Mac App Store sandbox-only rule coming in March

The way Mac App Store-bought software works is changing. From March 1st, all Mac apps submitted to the store will have to run in a sandbox mode. What this essentially means is that apps will only be able to interact with other data in a set of predefined ways. Want to control your iTunes? Nope. Want to use something other than Time Machine for backups? Forget it. What about apps with plugins? That doesn't look likely either.

One developer has helpfully posted the list of allowed interactions on his blog.
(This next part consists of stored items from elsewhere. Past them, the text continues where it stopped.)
PR #843, opened 2023-01-11
chore: add langague change test

UncleSamtoshi:
- add test that switches from english to spanish to english
- fix device detection script in testing
- add the ability for single tests


.gitignore
```diff
@@ -73,3 +73,5 @@ ios/GoogleService-Info.plist
 yalc.lock
 
 *.log
+
+.env
```
daviroo, line 77: Why do we need this?

daviroo (dismissed):

e2e/02-login-flow.e2e.spec.ts
```diff
@@ -32,7 +32,7 @@ describe("Login Flow", async () => {
     await browser.pause(2000)
     await scrollDown()
 
-    await browser.pause(2000)
+    await browser.pause(1000)
```
nicolasburtey, line 35: probably because we don't have yet some check on some screen, having some wait can be useful.

video from https://app.circleci.com/pipelines/github/GaloyMoney/galoy-mobile/2265/workflows/974b0d49-a2ca-4290-b457-65c629a28e49/jobs/1563 shows the issue: at the beginning we don't see if the home page correctly load

e2e/02-login-flow.e2e.spec.ts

Pauli Olavi Ojala explains: "If your app uses Apple Events or Mach ports, Apple may grant you a temporary license to keep doing so, if you can make your case convincingly."

The entitlements are:

Read-only access to the user’s Movies folder and iTunes movies
Read/write access to the user’s Movies folder and iTunes movies
Read-only access to the user’s Music folder
Read/write access to the user’s Music folder
Read-only access to the user’s Pictures folder
Read/write access to the user’s Pictures folder
Capture of movies and still images using the built-in camera, if available
Recording of audio using the built-in microphone, if available
Interaction with USB devices
Read/write access to the user’s Downloads folder
Read-only access to files the user has selected using an Open or Save dialog
Read/write access to files the user has selected using an Open or Save dialog
Child process inheritance of the parent’s sandbox
Outgoing network socket for connecting to other machines
Incoming network socket for listening for requests from other machines
Read/write access to contacts in the user’s address book
Read/write access to the user’s calendars
Use of the Core Location framework for determining the computer’s geographical location
Printing

Does this mean we can expect similar from Windows 8's app store? Microsoft's previous track record points to no, but there's always the possibility that Apple's new rule will catch on and become commonplace. Similar lockdown has been seen in the mobile industry, with the shift to Windows Phone 7 influenced by the success of iOS. Moving to a brand new system of Metro-style apps would be an ideal time to introduce this, but only time will tell.